## Data excerpts
┏━━
PR #28, opened 2023-07-19
feat: linting and end-to-end collection tests

obs-gh-jeremyjackins:
This PR is large for a few reasons:
- Making the linter happy required some diff-heavy changes; for example it did not like some charts being organized into a directory called `internal`, so those were moved to the top level `charts` directory.
- Some real bugs were caught and fixed
- It's actually a fairly large change, introducing two new programs: the test collector, and the test client. Luckily neither are complex.

It also introduces a new chart which is currently only used for tests, called `proxy`. This chart lets us run a local collector which can act as a proxy for all events emitted by the various agents. The only current (perhaps the only ever) use case is for testing, so that we can examine the data coming from the agents and ensure they are behaving as expected. It does not actually proxy the data to anywhere, in this test use case. It's running the new test collector mentioned above. Other than for testing, this subchart is disabled by default for `stack` and `traces`.


bendrucker:
Reviewing this today!

test/cmd/go.mod
```diff
@@ -0,0 +1,34 @@
...
+	go.opentelemetry.io/otel/metric v1.16.0 // indirect
+	go.opentelemetry.io/otel/trace v1.16.0 // indirect
+	go.opentelemetry.io/proto/otlp v0.19.0 // indirect
+	golang.org/x/net v0.8.0 // indirect
+	golang.org/x/sys v0.8.0 // indirect
+	golang.org/x/text v0.8.0 // indirect
+	google.golang.org/genproto v0.0.0-20230306155012-7f2fa6fef1f4 // indirect
+	google.golang.org/grpc v1.55.0 // indirect
+	google.golang.org/protobuf v1.30.0 // indirect
+)
```
obs-gh-colinhutchinson, line 34: (optional) setup dependabot

.github/workflows/test.yml
```diff
@@ -0,0 +1,51 @@
+name: Test Charts
```
bendrucker, line 1: Minimize name repetition to maximize the use of space in status check names. I'd say you can drop "charts" from the names (workflow and job), since that's implied by the repository name. `test/test` (same workflow/job name) is unavoidable and I wouldn't worry about that.

.github/workflows/test.yml
bendrucker, line 1: Enable Dependabot for Actions, particularly because there's several exact action versions in here, and you want to get bug fixes.

bendrucker (approved):
Nice work here!

obs-gh-colinhutchinson:
Feel free to punt this to a separate PR.

https://github.com/hckops/actions#helm-dependencies-action

If I'm not mistaken everything in `test/cmd/` kind of accomplishes [environment checking script](https://www.notion.so/Integration-Predictability-ca17134656e944e6874f467fe3b73419?d=357205a53f3e410489a28965326f53d0&pvs=4#001ac01dee9642b38d90ee8097ab48b3)? Is this a tool future us can productionize / generalize to other situations?

obs-gh-jeremyjackins:
> If I'm not mistaken everything in `test/cmd/` kind of accomplishes [environment checking script](https://www.notion.so/Integration-Predictability-ca17134656e944e6874f467fe3b73419?d=357205a53f3e410489a28965326f53d0&pvs=4#001ac01dee9642b38d90ee8097ab48b3)? Is this a tool future us can productionize / generalize to other situations?

Thanks for pointing me at this document, left a comment there. Yes, I definitely think we can use this in other situations. I already have plans to move the code to the monorepo (that's where the collection decoder library lives, and I want to be able to query the decoded contents), which would make it easier to use it in other places as well. But Helm is a good first use case to iron out the kinks.

PR #32, opened 2023-08-14
fix: add test hook annotations to test ConfigMaps

bendrucker:
* Adds test hook annotations to ConfigMaps used in tests to prevent installation during a normal `helm install`
* Adds test coverage by also installing charts together, but not waiting. This will detect any naming conflict which might arise between the charts, this case just happened to be test resources.

### DIFF
--- a/charts/stack/templates/tests/test-stack.yaml
+++ b/charts/stack/templates/tests/test-stack.yaml
@@ -2,6 +2,8 @@ apiVersion: v1
 kind: ConfigMap
 metadata:
   name: queries
+  annotations:
+    "helm.sh/hook": test
 data:
   # Queries have the format <JMESPath query> -> <matching regexp>.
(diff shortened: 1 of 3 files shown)


bendrucker:
Just adding a hook annotation isn't sufficient. That essentially makes the hook a "test" of its own which gets rolled back after completion. Even with a weight of `-1`, that just means the ConfigMap gets created (and then deleted) first. Setting a [deletion policy](https://helm.sh/docs/topics/charts_hooks/#hook-deletion-policies) could preserve it but the whole point of `helm test` is that it shouldn't have leftovers.

The addition to `test.sh` can be kept but the config will need to be inlined somehow, e.g.,:

* Passed via env vars instead of files
* Generated by an init container into a shared volume

obs-gh-jeremyjackins:
Sent https://github.com/observeinc/helm-charts/pull/36 which removes the configmaps.

PR #36, opened 2023-08-22
fix: remove configmaps from tests

obs-gh-jeremyjackins:
Each kubernetes manifest is treated as a standalone test by helm, so creating configmaps to configure test pods does not work as expected -- configmaps either persist, which is a bug, or they are cleaned up before the job relying on them can be run. Avoid them entirely for the configuration of test pods.

Closes #32

### DIFF
--- a/charts/traces/templates/tests/test-traces.yaml
+++ b/charts/traces/templates/tests/test-traces.yaml
@@ -1,24 +1,4 @@
 apiVersion: v1
-kind: ConfigMap
-metadata:
-  name: queries
-data:
-  # Queries have the format <JMESPath query> -> <matching regexp>.
-  # This syntax is based on the syntax used in the JMESPath docs, which describe queries as:
-  # search(query, input) -> result
-  queries: |
-    Path -> ^/v1/otel/v1/traces$
-
----
-apiVersion: v1
-kind: ConfigMap
-metadata:
-  name: cluster-info
-data:
-  id: "fake-cluster-id"
-
----
-apiVersion: v1
 kind: Pod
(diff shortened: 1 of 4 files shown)


charts/traces/templates/tests/test-traces.yaml
```diff
@@ -1,24 +1,4 @@
...
-  queries: |
-    Path -> ^/v1/otel/v1/traces$
-
----
-apiVersion: v1
-kind: ConfigMap
-metadata:
-  name: cluster-info
-data:
-  id: "fake-cluster-id"
```
obs-gh-jeremyjackins, line 18: known regression: this (traces) test will now fail if you run it in isolation, as it depends on the `events` pod (which manages the creation of this configmap) of the `stack` test having run first. Luckily it is normally not run in isolation, as both `make test` and the github test automation run the `stack` and then `traces` test in order.

There is another open issue to have `traces` run its own init container to set up cluster-info, which will fix this regression.

obs-gh-jeremyjackins:
Closes #32.

bendrucker (approved):
Very nice! I like the arg/flag approach over files anyway regardless of the underlying need. Easier to share reproducible examples, doesn't seem like there's enough config to require files.

FYI I edited your PR's body to move "Closes" there. You'll see an underline and tooltip when it's recognized. It works in merged PR bodies and commit messages in the default branch but not PR comments, since that would be too subtle and introduce authorization complexity.

obs-gh-jeremyjackins:
Ah, thanks for catching the Closes issue.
┗━━
## PROBLEM
Which lines of the records above hold the word "notion"? Copy each of them.

## EXERCISE ANSWER
If I'm not mistaken everything in `test/cmd/` kind of accomplishes [environment checking script](https://www.notion.so/Integration-Predictability-ca17134656e944e6874f467fe3b73419?d=357205a53f3e410489a28965326f53d0&pvs=4#001ac01dee9642b38d90ee8097ab48b3)? Is this a tool future us can productionize / generalize to other situations?
> If I'm not mistaken everything in `test/cmd/` kind of accomplishes [environment checking script](https://www.notion.so/Integration-Predictability-ca17134656e944e6874f467fe3b73419?d=357205a53f3e410489a28965326f53d0&pvs=4#001ac01dee9642b38d90ee8097ab48b3)? Is this a tool future us can productionize / generalize to other situations?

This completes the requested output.